Обездвиженного Цзян Чэна занесли в шатер, а она задержалась снаружи, вновь подумав, что это безумие. Один шанс из десяти. Пол шанса из десяти!
Но отступать было уже некуда, и поздно было думать, почему она согласилась. От того ли, что была влюблена или из-за отчаянной мольбы Усяня спасти названного брата, то ли своего собственного тщеславия и желания воплотить в жизнь то, о чем лишь писали древние лекари в трактатах.
Вэнь Цинь посмотрела на своего брата и кивнула ему. Правильно, пусть держит за руку и помогает. А она запретила себе жалеть, для нее это была запредельная роскошь. Ей оставалась лишь холодная жестокость сосредоточенного разума. Она перекрыла себе все лишние каналы восприятия – частично иглами, частично волей, и преступила к операции.
Она думала, что управится часов за пять, но на то, чтобы соединить два беспомощных тела ослепляющей сетью золотых нитей, а потом разорвать их навсегда, ей понадобились бесконечные день и ночь.
Она опоила Вэй Усяня снадобьями, чтобы он оставался в сознании, и их оказалось слишком много, так что забыться он не мог и теперь, когда все закончилось, и в его зашитой груди больше не было золотого ядра, а лишь пустота и беспомощность.
-Все хорошо. Получилось, - Вэй Усянь сейчас не то что руку не мог поднять, даже попытка открыть глаза стоила неимоверных усилий. Боль совсем измотала его. Рядом на полу валялся изжеванный обрывок ремня.
-А-Нин, нагрей еще воды, - она тоже уже не чувствовала рук, и ее собственных сил было так мало, что она бы и котел с водой не могла бы вскипятить.

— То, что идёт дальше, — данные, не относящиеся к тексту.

PR #1806, opened 2026-03-23
Y26-091 - Multi pool volume check

### LINKED ISSUE #1796: Y26-091 - [BUG] As a developer (Ben) I would like to ensure volume is validated across pools in a multi pool
**Describe the bug**
As a developer (Ben) I would like to ensure volume is validated across pools in a multi pool. Currently this does not occur so if a library is used in multiple positions within one multi pool and the total sum of volume exceeds the libraries available volume it will not flag as an error. This can lead to using more volume than is possible and reaching negative volume for a library.

This in theory shouldn't be an issue in the lab as you shouldnt be able to use more volume than available but we want to check against it to prevent and flag accidental mistakes. We can leave this as jusst a server side validation as it will be complex as a UI guard and rarely used.

**To Reproduce**
1. Go to flexible pooling page
2. Scan a library into multiple positions in a multi pool and use the full volume in each position
3. See no error occurs.

**Expected behaviour**
An error occurs saying the available volume has been exceeded for the given library.

**Additional context**
Suggested fix:

Add a validation to multi_pool model that checks pipeline is pacbio and if any sources have been used across multiple positions. If so check the sum of volume for the sources is not exceeding the available volume.

BenTopping:
Closes #1796 

- Moves aliquot volume checks to aliquot model validation
    - This was ultimately not required but it is a more logical place for the checks. The previous checks also were not working as intended, they did not work on creation/update via the API due to the race conditions mentioned. 
- Adds multi_pool check to ensure pool's library volumes arent exceeded.
    - Unfortunately this is a bit ugly, it would be nicer for this to be handled with the rest of the volume checks. However this is the only case where multiple derived_aliquots can be created simultaneously for the same source. E.g. two pools use the same library and are created at the same time. This race condition bypasses the current volume checks as they are not aware of the other pool being created. To handle this we check at the multi pool level that if any libraries have been used multiple times their combined volume doesnt exceed the libraries available volume.


spec/models/concerns/aliquotable_spec.rb
```diff
@@ -24,6 +24,8 @@
     it 'returns the derived aliquots' do
       pacbio_pool = create(:pacbio_pool)
       aliquots = create_list(:aliquot, 5, aliquot_type: :derived, source: pacbio_pool)
+      pacbio_pool.reload
```
BenTopping, line 27: These reloads are caused by polymorphic relationships needing reloading. I think these were loaded automatically previously when the libraries/pools handled the volume check logic as they loaded the aliquots to check.

app/models/concerns/aliquotable.rb
```diff
@@ -57,49 +57,5 @@ def available_volume
     def available_volume_sufficient?
       available_volume >= 0
     end
-
```
dasunpubudumal, line 60: Good job taking them away from concerns. I never liked them. Turns out, there are other people [that do not like them](https://news.ycombinator.com/item?id=24512083). It reminds me too much of Java's Reflection API. They don't really behave the same way, but they are both meta-programming. It can also confuse language servers.

app/models/pacbio/library.rb
```diff
@@ -49,11 +49,6 @@ class Library < ApplicationRecord
 
     after_create :create_used_aliquot
 
-    # Before updating the record, the `primary_aliquot_volume_sufficient` method is called.
-    # This is a callback that checks if the primary_aliquot volume has been changed and
-    # if the new volume is greater than the used volume.
-    before_update :primary_aliquot_volume_sufficient
```
dasunpubudumal, line 55: Is the function body still there in the source code? If not used, maybe add some `@deprecated` annotation to remove it in a subsequent release? (I don't know the best way to do it in Ruby).

app/models/aliquot.rb
```diff
@@ -37,6 +37,50 @@ class Aliquot < ApplicationRecord
...
+
+  # Checks the derived aliquot does not exceed the available volume of the source
+  # See models/multi_pool.rb sufficient_library_used_volume? for additional edge case checks
+  def check_available_parent_volume
+    # Some sources may not have a primary aliquot, e.g. a Pacbio::Request, so we only want to check
+    # the volume if there is a primary aliquot to check against
+    return unless aliquot_type == 'derived' && source&.primary_aliquot&.volume
+
+    # For persisted records, add back the previous volume to avoid double subtraction
+    previous_volume = persisted? ? volume_was : 0
```
dasunpubudumal, line 51: Where is `volume_was` coming from 🤔

app/models/aliquot.rb
```diff
@@ -37,6 +37,50 @@ class Aliquot < ApplicationRecord
   validates :volume, :concentration, :insert_size,
             numericality: { greater_than_or_equal_to: 0, allow_nil: true }
 
+  validate :check_available_parent_volume
```
dasunpubudumal, line 40: It looks like the two validations do not depend on each other so this is something very _very_ minor: which order are these validations evaluated? What's running first?

Given that `primary_aliquot_volume_sufficient` method has less instructions, it probably needs to run before as there's no use of evaluating `check_available_parent_volume` if the former fails; saves compute. Not a big deal anyway. It all depends on how Rails unrolls all these functions to instructions.

Image

app/models/multi_pool.rb
```diff
@@ -48,4 +49,37 @@ def unique_pool_positions?
...
+  # all pools in the multi pool.
+  def library_source_volume_map
+    library_source_volume_map = {}
+    multi_pool_positions.each do |position|
+      next unless position.pacbio_pool
+
+      position.pacbio_pool.used_aliquots.each do |aliquot|
+        next unless aliquot.source_type == 'Pacbio::Library'
+
+        library_source_volume_map[aliquot.source] ||= 0
```
dasunpubudumal: Can we do [`Hash#merge!`](https://apidock.com/ruby/Hash/merge!) here?

```ruby
library_source_volume_map.merge!(aliquot.source => aliquot.volume) { |_, old, new| old + new }
```

Image

dasunpubudumal (commented):
I think the logic is okay. Just some minor comments.

And I wasn't clear on where [`volume_was` symbol](https://github.com/sanger/traction-service/pull/1806/changes#diff-51d2fbcb09d9d89ef0c74e2bea88c7527fdb1e10fd47b141b58118f6ca052ee1R51) was coming from 🤔

app/models/concerns/aliquotable.rb
BenTopping: Thanks. Yeah they can be good but I think this case was the wrong use case because its relying on specific classes which is against the point of concerns.

app/models/pacbio/library.rb
BenTopping: Yes I have move the validation to the aliquot class. See https://github.com/sanger/traction-service/pull/1806/changes#diff-51d2fbcb09d9d89ef0c74e2bea88c7527fdb1e10fd47b141b58118f6ca052ee1R76

app/models/aliquot.rb
BenTopping: Its rails magic ✨ 
It gets the current value from the database before the current commit. https://api.rubyonrails.org/v5.2/classes/ActiveRecord/AttributeMethods/Dirty.html#method-i-attribute_in_database

app/models/aliquot.rb
BenTopping: Yes good point. Ill take a look into it. I think `primary_aliquot_volume_sufficient` should run first as thats a more fundamental check and has a higher chance of erroring.

app/models/aliquot.rb
dasunpubudumal: Oh god. The module is called `ActiveModel::Dirty`. The module is aptly named.

app/models/aliquot.rb
BenTopping: Learnt something new looking into this in that the declaration order in the model affects the order the validations are run.

It also looks like all validations are run _anyway_ even if an earlier validation fails so it wouldn't prevent the other one running unless we made the validation conditional (e.g. if no errors yet then run). While we could do this I think its easier to leave as is. These are low compute functions with early guard clauses to prevent excess running.

dasunpubudumal: It is weird for Rails to run all the validations. No wonder why that framework is slow.

app/models/multi_pool.rb
BenTopping: update in: [a4e3628](https://github.com/sanger/traction-service/pull/1806/commits/a4e3628a633204f0e8d01c74c4f3f87973c60e45)

dasunpubudumal (approved):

Вэнь Цинь склонилась над Цзян Чэном, погладила пальцами острую скулу. Он не шевелился, и сердце его билось слишком часто, но чужое золотое ядро в солнечном сплетении меридиан пульсировало мягко и ровно. Во время переноса он почему-то тоже кричал, хотя вся боль должна была достаться Вэй Усяню.
Она снова завязала ему глаза, наложив повязку бережно, но плотно, будто бинтовала рану. В уголках глаз у него были слезы. Телесную боль он не должен был чувствовать, всего остального она обещать не могла.